## Records from a data source

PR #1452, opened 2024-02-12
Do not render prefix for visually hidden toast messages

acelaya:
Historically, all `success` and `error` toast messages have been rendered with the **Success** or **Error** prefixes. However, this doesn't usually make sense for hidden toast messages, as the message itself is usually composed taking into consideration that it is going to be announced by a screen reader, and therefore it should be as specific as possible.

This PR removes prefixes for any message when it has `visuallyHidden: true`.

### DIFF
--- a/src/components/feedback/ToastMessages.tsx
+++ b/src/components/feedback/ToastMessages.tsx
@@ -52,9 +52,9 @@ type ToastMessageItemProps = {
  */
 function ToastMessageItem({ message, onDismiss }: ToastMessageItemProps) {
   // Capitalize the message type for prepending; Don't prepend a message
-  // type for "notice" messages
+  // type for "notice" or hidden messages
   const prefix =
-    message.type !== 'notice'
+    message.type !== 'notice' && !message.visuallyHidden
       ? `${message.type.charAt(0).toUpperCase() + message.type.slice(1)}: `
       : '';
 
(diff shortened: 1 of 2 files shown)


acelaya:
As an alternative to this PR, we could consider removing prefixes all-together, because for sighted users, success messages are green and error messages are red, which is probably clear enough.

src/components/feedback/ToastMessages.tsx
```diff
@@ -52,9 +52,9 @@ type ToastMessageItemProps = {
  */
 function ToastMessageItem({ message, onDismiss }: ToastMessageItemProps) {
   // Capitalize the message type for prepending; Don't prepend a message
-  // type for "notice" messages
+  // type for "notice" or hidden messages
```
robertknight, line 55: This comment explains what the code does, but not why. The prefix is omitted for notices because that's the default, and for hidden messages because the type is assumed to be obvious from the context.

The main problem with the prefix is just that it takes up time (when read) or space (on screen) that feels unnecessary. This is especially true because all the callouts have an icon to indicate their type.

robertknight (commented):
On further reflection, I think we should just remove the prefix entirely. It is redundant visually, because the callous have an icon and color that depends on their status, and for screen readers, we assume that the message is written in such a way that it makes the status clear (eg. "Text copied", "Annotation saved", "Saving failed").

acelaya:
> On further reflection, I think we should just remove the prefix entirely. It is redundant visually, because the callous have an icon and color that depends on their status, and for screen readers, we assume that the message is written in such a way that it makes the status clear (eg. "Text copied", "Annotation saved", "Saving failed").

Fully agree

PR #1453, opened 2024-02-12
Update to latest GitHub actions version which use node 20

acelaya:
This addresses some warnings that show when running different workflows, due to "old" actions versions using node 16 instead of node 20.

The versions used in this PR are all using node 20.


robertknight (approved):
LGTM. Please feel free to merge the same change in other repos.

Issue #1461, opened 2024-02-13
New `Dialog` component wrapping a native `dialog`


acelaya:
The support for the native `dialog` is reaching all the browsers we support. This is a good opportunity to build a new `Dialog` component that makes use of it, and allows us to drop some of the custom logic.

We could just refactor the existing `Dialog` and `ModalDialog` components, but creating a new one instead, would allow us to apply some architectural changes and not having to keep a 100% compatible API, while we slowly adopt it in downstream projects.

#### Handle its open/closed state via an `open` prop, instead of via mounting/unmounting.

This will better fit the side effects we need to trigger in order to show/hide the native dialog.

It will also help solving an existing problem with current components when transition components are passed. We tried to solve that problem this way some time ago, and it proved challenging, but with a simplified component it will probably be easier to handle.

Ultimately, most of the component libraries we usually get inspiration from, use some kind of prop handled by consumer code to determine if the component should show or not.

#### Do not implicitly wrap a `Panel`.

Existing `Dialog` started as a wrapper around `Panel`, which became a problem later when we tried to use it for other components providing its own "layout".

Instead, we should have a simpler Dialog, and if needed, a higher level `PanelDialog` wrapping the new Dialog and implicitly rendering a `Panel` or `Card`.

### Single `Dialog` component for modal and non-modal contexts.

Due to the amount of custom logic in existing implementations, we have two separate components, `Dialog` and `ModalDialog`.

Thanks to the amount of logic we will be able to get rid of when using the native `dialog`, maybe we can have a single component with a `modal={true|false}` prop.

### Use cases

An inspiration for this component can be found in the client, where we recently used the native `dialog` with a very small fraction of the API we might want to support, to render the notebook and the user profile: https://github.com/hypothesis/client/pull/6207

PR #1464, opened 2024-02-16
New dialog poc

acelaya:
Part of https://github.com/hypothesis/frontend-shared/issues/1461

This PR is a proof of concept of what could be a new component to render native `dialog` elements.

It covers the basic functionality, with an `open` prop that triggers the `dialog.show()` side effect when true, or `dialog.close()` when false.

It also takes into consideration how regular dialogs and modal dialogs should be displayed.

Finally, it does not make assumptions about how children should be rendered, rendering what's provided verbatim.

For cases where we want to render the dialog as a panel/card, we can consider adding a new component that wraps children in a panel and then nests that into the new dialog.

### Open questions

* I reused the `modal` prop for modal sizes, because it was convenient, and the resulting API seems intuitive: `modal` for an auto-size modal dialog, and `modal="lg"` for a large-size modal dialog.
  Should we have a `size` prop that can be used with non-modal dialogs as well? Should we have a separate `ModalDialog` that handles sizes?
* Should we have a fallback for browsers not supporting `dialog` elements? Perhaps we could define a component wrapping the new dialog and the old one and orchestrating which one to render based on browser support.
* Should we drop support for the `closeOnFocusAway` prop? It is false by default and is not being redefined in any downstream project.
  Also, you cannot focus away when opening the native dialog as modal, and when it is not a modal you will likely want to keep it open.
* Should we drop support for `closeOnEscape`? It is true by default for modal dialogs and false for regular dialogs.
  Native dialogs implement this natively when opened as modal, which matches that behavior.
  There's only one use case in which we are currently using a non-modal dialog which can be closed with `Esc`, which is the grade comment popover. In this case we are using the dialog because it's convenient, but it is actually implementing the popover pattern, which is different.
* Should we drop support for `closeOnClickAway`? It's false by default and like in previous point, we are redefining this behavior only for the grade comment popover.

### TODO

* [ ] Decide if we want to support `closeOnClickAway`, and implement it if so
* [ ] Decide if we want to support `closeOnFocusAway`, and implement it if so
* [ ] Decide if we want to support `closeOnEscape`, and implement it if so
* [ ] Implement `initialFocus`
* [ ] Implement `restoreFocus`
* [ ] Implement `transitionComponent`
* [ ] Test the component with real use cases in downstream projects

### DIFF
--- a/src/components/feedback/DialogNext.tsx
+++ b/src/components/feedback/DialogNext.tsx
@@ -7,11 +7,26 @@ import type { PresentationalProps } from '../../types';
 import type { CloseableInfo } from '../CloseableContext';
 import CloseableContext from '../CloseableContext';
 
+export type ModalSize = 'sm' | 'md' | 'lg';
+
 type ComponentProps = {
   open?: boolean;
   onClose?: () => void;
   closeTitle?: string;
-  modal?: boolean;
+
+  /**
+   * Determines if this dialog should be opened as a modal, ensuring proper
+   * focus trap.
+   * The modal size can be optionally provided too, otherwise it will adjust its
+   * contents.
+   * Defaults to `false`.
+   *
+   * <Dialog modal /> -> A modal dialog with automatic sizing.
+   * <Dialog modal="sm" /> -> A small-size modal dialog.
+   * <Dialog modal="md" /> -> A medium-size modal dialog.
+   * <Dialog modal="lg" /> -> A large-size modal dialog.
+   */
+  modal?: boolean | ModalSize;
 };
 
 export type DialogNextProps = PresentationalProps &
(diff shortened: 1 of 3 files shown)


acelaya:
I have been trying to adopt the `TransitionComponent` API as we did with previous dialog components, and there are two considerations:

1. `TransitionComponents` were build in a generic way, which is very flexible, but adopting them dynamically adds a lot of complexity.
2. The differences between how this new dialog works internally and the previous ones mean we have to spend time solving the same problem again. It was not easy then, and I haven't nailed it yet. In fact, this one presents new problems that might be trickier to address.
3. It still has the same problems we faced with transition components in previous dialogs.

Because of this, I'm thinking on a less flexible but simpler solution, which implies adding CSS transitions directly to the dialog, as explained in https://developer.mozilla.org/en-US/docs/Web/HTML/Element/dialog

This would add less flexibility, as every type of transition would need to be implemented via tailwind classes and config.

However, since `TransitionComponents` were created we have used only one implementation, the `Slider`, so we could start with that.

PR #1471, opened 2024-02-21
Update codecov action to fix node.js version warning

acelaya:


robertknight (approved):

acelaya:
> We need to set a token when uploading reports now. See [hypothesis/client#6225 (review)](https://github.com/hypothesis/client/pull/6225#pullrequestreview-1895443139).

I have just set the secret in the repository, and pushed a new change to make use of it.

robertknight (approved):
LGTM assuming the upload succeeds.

## Problem to solve
Among the records above, only the lines between the line holding "-> A large-size modal dialog." and the line holding "3. It still", inclusive, are to be output, exactly as written.

## Answer section
+   * <Dialog modal="lg" /> -> A large-size modal dialog.
+   */
+  modal?: boolean | ModalSize;
 };
 
 export type DialogNextProps = PresentationalProps &
(diff shortened: 1 of 3 files shown)


acelaya:
I have been trying to adopt the `TransitionComponent` API as we did with previous dialog components, and there are two considerations:

1. `TransitionComponents` were build in a generic way, which is very flexible, but adopting them dynamically adds a lot of complexity.
2. The differences between how this new dialog works internally and the previous ones mean we have to spend time solving the same problem again. It was not easy then, and I haven't nailed it yet. In fact, this one presents new problems that might be trickier to address.
3. It still has the same problems we faced with transition components in previous dialogs.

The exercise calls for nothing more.